A market guru explains why real estate, housing and textiles should get some budget boost

A market guru explains why real estate, housing and textiles should get some budget boost
Canva/BI India
  • The real estate sector has shown signs of recovery in 2021 as it reached nearly 90% of pre-COVID numbers.
  • It is expected to contribute 13% to the country’s GDP by 2025 as per IBEF’s report.
  • Focusing on real estate and textiles will create a lot of opportunities for the bottom of the pyramid people, Kotak Mahindra Mutual Fund’s CEO said.
India has been eagerly waiting for Finance Minister Nirmala Sitharaman to open up her bhai-khata (ledger) and announce this year’s union budget.

Like always, industry experts and market enthusiasts have already started speculating on major announcements that may come up this year. While the investment bankers are hoping for pro-market policies, health experts are speaking on incentivising preventive healthcare.

Amidst all this, Nilesh Shah, the managing director and chief executive officer (CEO) of Kotak Mahindra Mutual Fund, is pitching for better policies for two sectors that are among the highest employers in the country— real estate and construction, and textile industry.

Shah, in a conversation with Business Insider, highlighted, “This budget has to focus on consumption, which is necessary for reviving or accelerating the growth today.” Focusing on these two sectors can make all the difference, he added.

‘Real Estate is revving, but more needs to be done to reach its potential’

The real estate sector has shown signs of recovery in 2021 as it reached nearly 90% of pre-COVID numbers. This was possible due to Sitharaman's proactive approach to reduce stamp duty tax and the extended tax benefits on affordable housing in the last budget.

Shah, however, feels that the number can get even higher if focus is more aligned towards the housing as well as construction sub sectors. “Real estate and construction stars are aligned for rapid growth.
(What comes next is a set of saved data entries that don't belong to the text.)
PR #953, opened 2026-05-29
node, cli, types: blocks_by_range threshold 64→4 + per-call aggregator-children cap (#942, #940)

ch4r10t33r:
Two independent observability/perf follow-ups, bundled because PR #943 became orphaned (PR #941 it stacked on was already merged into main).

---

## (1) `BLOCKS_BY_RANGE_SYNC_THRESHOLD` 64 → 4 (#942 follow-up)

Lowers `BLOCKS_BY_RANGE_SYNC_THRESHOLD` from 64 to 4 so realistic post-#948 devnet sync gaps (5–59 slots) hit the bulk `blocks_by_range` fast path instead of the slower per-block `blocks_by_root` parent-walk.

### Devnet measurement that motivated this

After the PR #948 merge, on the 2026-05-29 devnet, the upstream ethlambda snappy encoder bug is still emitting broken block payloads on the wire. On zeam_8 after ~1 h:

```
blocks received via gossip (decoded ok)              = 16
blocks dropped by snappy decode                      = 56
zeam_libxev_callback_duration_seconds_count{site="onGossip.block"} = 16
zeam_8 head_slot                                     = 960
```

House prices have remained consistent or fallen in the last 2-3 years. Affordability for one section of the society has improved,” he notes.

The government of India can now consider arming up its last year’s approach with three new policies. First, providing tax incentives for people buying their first house. Second, getting higher concessions on your interest on housing loans or principal repayment. Third, giving stamp duty concessions so that people prepone their purchases.

“Whichever way you think appropriate if housing, real estate is supported further we will see improvement in housing and construction, and a lot bottom of the pyramid people will get employment in this sector,” he said, emphasising that it’s time to bring housing to 12.5-13% of India’s gross domestic product (GDP).

The real estate sector in India contributes 6-7% to the country’s total GDP in 2020. It is expected to reach a market size of $1 trillion by 2030 and contribute 13% to the country’s GDP by 2025, according to a India Brand Equity Foundation (IBEF) report.

‘The transition from supplier to manufacturer is an important one for the textile industry’

India is among the largest cotton producers in the world, one of the largest yarn spinners and big in fabric weaving. Yet, it has no ranking in the biggest value generator of the textile industry — garmenting.

“We grow cotton, spin yarn, weave fabric and then pass it onto someone else to make garments,” Shah added. He further added that the government of India should focus on ramping up garmeting in India.

China is the largest textile manufacturer and exporter in the world.

CountryShare in world export in 2020
European Union18.1%
Source: Statista

Meanwhile, the Apparel Export Promotion Council (APEC) has urged the government of India to remove import duty on cotton for boosting apparel exports. The association’s chairperson Narendra Goenka also believes that the government could remove the 11% import duty on cotton to boost the domestic industry.

“It is our major demand because raw material prices in India are very high. So that the mills can import cotton at lower prices. Cotton and yarn prices have gone up by 70-80% [in the last one year] and that is creating hurdles for garment exports,” he was quoted as saying, by ANI.

“If we focus on real estate, construction and textiles sectors we will create a lot of opportunities for the bottom-of-the-pyramid people,” Shah concluded.